A charcoal filter alone will not sterilize the air in itself, as bacteria will breed quite easily on the charcoal surface. This is often a desired effect, such as in aquaculture, as the aerobic bacteria that colonizes on the charcoal will break down ammonia produced by fish waste into nitrite and ultimately into nitrate. The charcoal will only serve to absorb contaminates out of the air and will allow fungal spores or bacteria to pass easily through.
A HEPA filter or micron filter will catch most spores but not necessarily all of them, and not bacteria.
A UVC Sterilizer Lamp is a common option, available from hydroponic shops and water purification places. These bulbs sterilize the air or water that pass by them and will easily kill any bacteria or fungal spore. They do however, have the unfortunate effect of producing ozone, which may find it's way into the reactor and kill the substrate. If a charcoal filter is used after the UVC lamp, the ozone will be absorbed by the charcoal and %100 sterile air will pass through.

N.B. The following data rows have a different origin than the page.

PR #12, opened 2020-09-29
Updating dataset with Suzuki informer library (#8)

skearnes:
* Updating dataset with Suzuki informer library

Kutchukian et al "Chemistry informer libraries: a chemoinformatics enabled approach to evaluate and advance synthetic methods"
Ref: Chem. Sci., 2016, 7, 2604
doi: 10.1039/c5sc04751j

* Updating dataset with Pd CN informer library

Here uploaded is an enumerated pbtxt containing Pd catalyzed C-N coupling reactions informer library extracted from Figure_4D palladium catalyst/ligand section.  A total of of 144 reactions covering the entries from 1 to 8 were constructed using the webtool from the reference: Kutchukian et al "Chemistry informer libraries: a chemoinformatics enabled approach to evaluate and advance synthetic methods" Chem. Sci., 2016, 7, 2604. (doi: 10.1039/c5sc04751j)

* Add files via upload

This is a 1,152-rxn photoredox HTE screening study of a photodehalogenation reaction using various iridium(III) complex photocatalysts.  Ref: Mdluli, V. et al ACS Catal. 2020, 10, 6977−6987. DOI: 10.1021/acscatal.0c02247. High-throughput Synthesis and Screening of Iridium(III)Photocatalysts for the Fast and Chemoselective Dehalogenation ofAryl Bromides.  There are a few challenges observed during the reaction template preparation.  1) The combinatorial photocatalyst library prep contains multiple steps from [Ir(C^N)2Cl]2 dimers which is not documented, to formation of [Ir(C^N)2(N^N)]+.  In order to show the combinatorial set for both CN and NN ligands, I did not use crude product function, this is similar to the dealing with previous precatalyst description. I only focus on the ligand SMILES and put detailed prep info under add preparation section. 2) This library is monitored using an unconventional colorimetric analysis with indicator dye to trap the dehalogened byproduct HBr. Also the targeted measurement is rate constant, not yield or selectivity.  I used selectivity cell to add the rate constant result and use detail to clarify it.  Since the indicator is the limiting reactant used to capture the 1st-order decay rate along with 8 different concentrations span from 0-1.4 mM across 8 rows per photocatalyst column on the 96-welll, based on the input requirement, I improvised by using the average mM with +/- range and detailed in the add prep section.  The enumeration process looked pretty good.  I noticed one error which I did not see in the previous Suzuki and CN cases.  The volume unit shown in the input material as well as setup section does NOT match the generated template or graph, for example, the vial size in the web template was "mL", while the downloaded pbttext file showed "Liter" instead.  I corrected manually to mL, when I enumerated, the web version showed Liter.  The same happened in the input solvent volume section.  I think overall this tool shows its flexibility to capture this very intricate HTE design and experiment setup.  Please review and let me know what do you guys think.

Another simpler option that I read from a brewing manual was having an air lock filled with bleach or alcohol. When suction is applied, air will be drawn through the liquid from one side of the air lock to the other, which will result in "sterile" air.
Just remember that there is a very distinct difference between contaminated air and sterile air, as contaminated air is often sterile and relatively clean air can still have microbes present. Charcoal only serves to decontaminate air and only certain contaminates at that.